BEGIN EXERCISE DATA

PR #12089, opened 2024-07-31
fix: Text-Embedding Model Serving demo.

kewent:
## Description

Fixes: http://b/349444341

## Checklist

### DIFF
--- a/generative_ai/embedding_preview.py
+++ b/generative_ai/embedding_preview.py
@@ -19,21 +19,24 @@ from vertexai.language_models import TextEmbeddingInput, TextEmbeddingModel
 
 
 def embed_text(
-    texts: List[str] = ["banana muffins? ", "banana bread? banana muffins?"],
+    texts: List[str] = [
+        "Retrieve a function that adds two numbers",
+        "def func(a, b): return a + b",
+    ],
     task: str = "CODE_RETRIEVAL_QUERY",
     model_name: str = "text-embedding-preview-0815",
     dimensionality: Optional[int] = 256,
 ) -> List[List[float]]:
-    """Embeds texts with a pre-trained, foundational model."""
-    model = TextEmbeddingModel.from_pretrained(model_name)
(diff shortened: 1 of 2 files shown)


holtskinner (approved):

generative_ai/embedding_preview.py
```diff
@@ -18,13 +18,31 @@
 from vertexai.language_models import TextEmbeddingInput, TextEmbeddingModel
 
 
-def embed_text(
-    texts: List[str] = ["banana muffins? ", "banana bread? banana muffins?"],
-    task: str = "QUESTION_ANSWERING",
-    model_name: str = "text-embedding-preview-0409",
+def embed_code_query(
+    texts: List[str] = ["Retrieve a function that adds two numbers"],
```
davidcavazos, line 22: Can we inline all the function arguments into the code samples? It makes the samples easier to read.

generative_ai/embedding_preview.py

END EXERCISE DATA
BEGIN EXERCISE DATA

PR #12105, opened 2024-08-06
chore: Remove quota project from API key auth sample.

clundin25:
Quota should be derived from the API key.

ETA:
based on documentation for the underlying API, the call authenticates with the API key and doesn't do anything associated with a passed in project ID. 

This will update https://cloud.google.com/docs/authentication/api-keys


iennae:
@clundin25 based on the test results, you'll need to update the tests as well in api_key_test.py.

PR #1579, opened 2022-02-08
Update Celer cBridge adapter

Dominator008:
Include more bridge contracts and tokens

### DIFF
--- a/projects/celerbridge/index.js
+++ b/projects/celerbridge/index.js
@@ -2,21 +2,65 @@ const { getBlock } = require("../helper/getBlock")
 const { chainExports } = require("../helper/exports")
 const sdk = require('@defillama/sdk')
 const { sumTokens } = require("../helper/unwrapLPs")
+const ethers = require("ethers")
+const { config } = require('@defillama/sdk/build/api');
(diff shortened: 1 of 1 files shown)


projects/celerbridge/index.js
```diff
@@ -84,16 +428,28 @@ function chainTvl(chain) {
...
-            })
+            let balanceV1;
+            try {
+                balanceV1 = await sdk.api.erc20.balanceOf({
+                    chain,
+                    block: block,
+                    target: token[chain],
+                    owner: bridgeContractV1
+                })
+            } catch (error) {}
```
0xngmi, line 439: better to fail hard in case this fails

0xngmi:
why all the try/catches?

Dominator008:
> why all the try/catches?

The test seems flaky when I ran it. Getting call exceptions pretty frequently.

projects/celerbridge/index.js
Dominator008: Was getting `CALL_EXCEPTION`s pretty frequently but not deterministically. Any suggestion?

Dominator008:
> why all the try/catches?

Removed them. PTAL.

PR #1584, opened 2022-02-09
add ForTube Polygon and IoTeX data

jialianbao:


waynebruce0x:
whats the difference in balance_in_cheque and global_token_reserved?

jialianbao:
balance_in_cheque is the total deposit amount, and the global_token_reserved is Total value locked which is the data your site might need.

END EXERCISE DATA

* **PROBLEM**
Which lines in the material above include the string "const"? Pull them out.

* **EXERCISE RESULT**
@@ -2,21 +2,65 @@ const { getBlock } = require("../helper/getBlock")
 const { chainExports } = require("../helper/exports")
 const sdk = require('@defillama/sdk')
 const { sumTokens } = require("../helper/unwrapLPs")
+const ethers = require("ethers")
+const { config } = require('@defillama/sdk/build/api');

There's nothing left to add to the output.